They don't have --json, which would be a necessary first step.
This was considered in
this_todo
when adding --json to many commands, and the thinking for not adding it
was:
git-annex-sync (while it would be pretty easy to support, it outputs
different types of messages depending on what remotes it syncs with and
what needs to be done. Eg, copy to remote, or export to remote, or import
from remote. Each would be a different format of json message, which
violates the principle that all git-annex json output should be
discoverable by simply running the command. And of course, everything it
does can be done by other commands, which can support json without having
that problem.)
sync had not been split into pull and push at that point. Being split does
reduce the space of different things, but it's still multiple things, so
still a problem for json output discoverability.
(Also push and pull can drop from a remote or locally, and of course there are
the git operations they do, which would probably have to become silent in
json mode.)
To me, the purpose of any progress message is twofold: 1) let the user know the program is not stuck and 2) provide information about what was happening if it does get stuck. Push and pull do this now without JSON.
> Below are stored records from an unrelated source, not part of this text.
PR #11130, opened 2022-03-24
fix(DB/gossip_menu): add missed gossip menu for  Thrall Warchief

Bogir:
Used by npc Thrall Warchief  (Zone Orgrimmar)

### DIFF
--- a/data/sql/updates/pending_db_world/rev_1648131745456322279.sql
+++ b/data/sql/updates/pending_db_world/rev_1648131745456322279.sql
@@ -1,0 +1,10 @@
+INSERT INTO `version_db_world` (`sql_rev`) VALUES ('1648131745456322279');
+
+-- for Zone Orgrimmar
+REPLACE INTO `gossip_menu` (`MenuID`, `TextID`) VALUES
+('3665', '5733'),
+('3666', '5734'),
+('3667', '5735'),
+('3668', '5736'),
+('3669', '5737'),
+('3670', '5738');


Lynethris:
Tested

data/sql/updates/pending_db_world/rev_1648131745456322279.sql
```diff
@@ -0,0 +1,10 @@
+INSERT INTO `version_db_world` (`sql_rev`) VALUES ('1648131745456322279');
+
+-- for Zone Orgrimmar
+REPLACE INTO `gossip_menu` (`MenuID`, `TextID`) VALUES
```
IntelligentQuantum, line 4: Please Use Insert Instead of replace

IntelligentQuantum (changes requested):

data/sql/updates/pending_db_world/rev_1648131745456322279.sql
Bogir: > Please Use Insert Instead of replace

Thanks for replying!

But... What for? For complicate the syntax and double the SQL-query? Usage of REPLACE is the best variant instead DELETE + INSERT
I never use it and don't recommend it to you. This synthax is a complete replacement for the double syntax.
If you want to control what wil be changed - you can see it all in (???, ???). So, don't need to delete it befor inserting. Just use REPLACE and be happy :)

Kitzunu: Because it is what AzerothCore has decided, see https://www.azerothcore.org/wiki/sql-standards#insert-amp-delete

data/sql/updates/pending_db_world/rev_1648131745456322279.sql
```diff
@@ -0,0 +1,10 @@
...
+('3665', '5733'),
+('3666', '5734'),
+('3667', '5735'),
+('3668', '5736'),
+('3669', '5737'),
+('3670', '5738');
```
Kitzunu, line 10: Also, these are ints, so don't use quotes around them

PR #11132, opened 2022-03-24
feat (DB/gossip_menu): add missed Watcher of Norgannon texts

Bogir:
## Changes Proposed:
- add missed pages and dialogues 

- [ ] - **We have duplicated gossip_menu_options with those texts: 57000 - 57005. Does them used somewhere?**


Nyeriah (approved):

Nyeriah (changes requested):
Actually, there are quotes around the numbers, those need to be removed

PR #11226, opened 2022-03-29
Core/Object: Fix WorldObject::SetZoneScript unsafe cast to InstanceMap

Kitzunu:
* cherry-pick commit (https://github.com/TrinityCore/TrinityCore/commit/e9992066a5ccd7f085a56de09ea027240e8da873)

I agree the same JSON progress object format should be used for all commands. Currently the action progress information includes: command, file, input, byte-progress, total-size, and percent-progress.
The calling application is able to "know" which command it issued to cause the progress reports.
A separate, optional field could be added for the particular remote involved. For example, messages like "Copy file A to remote-one X% complete" and "Export file B to remote-two X% complete" should be possible.
I'm in favor of documenting data structures. Forcing developers to reverse-engineer the structure is inefficient at best. While the principle that all git-annex json output should be discoverable by simply running the command sounds good, I find it leaves much to be desired. Just to find out what's available, someone must setup and run the command. I suggest updating the requirement to "All git-annex JSON output objects are documented."
Users will get impatient and grow frustrated without some type of indication work is in progress.
I'm OK with leaving Git operations silent for now.
Please improve the end-user experience by devising a way to inform the user git-annex is making progress with JSON.
1) JSON allows optional fields. That is, fields which are only present when needed. I am specifically saying not to include all fields every time with null values as needed.
2) Occasionally tacking the remote name onto the end of a string named command is not discoverable. The command key would have to be renamed to something like commandAndSometimesRemote to be discoverable. jstritch's naming rule #5: If a name needs a conjunction to accurately describe it, the design can be improved.
3) The optional field name is more easily observed than the optional string content.
4) Consider the application code consuming the JSON. A test for the presence of the remote name is required either way. Do you want those applications writing the test "if the command value contains one space" or "if the remote key is present"? Code is written once and read hundreds of times. The second test conveys the intent, reducing maintenance cost.
5) The application code to deal with splitting the string and handling each part becomes unnecessary with the optional field.
6) The documentation of the JSON could include a matrix showing the key name and its data type versus the commands, similar to a feature comparison table.
7) Documenting the JSON does not make it less discoverable.
I hope you find this information helpful to improve the end-user experience. Let me know if you have any questions.
Rather than using git-annex push/pull/sync with a complex json format,
complications of knowing what remote it's acting on, etc, a program can
simply use git-annex get/copy/drop/import/export to do the same operations,
all of which already support json.
I'm OK with leaving Git operations silent for now.
In the case where the git operation needs to prompt for a password, this
would leave the user with a password prompt with no prior indication of what is
being done. I don't think that's acceptable.
Please improve the end-user experience by devising a way to inform the
user git-annex is making progress with JSON.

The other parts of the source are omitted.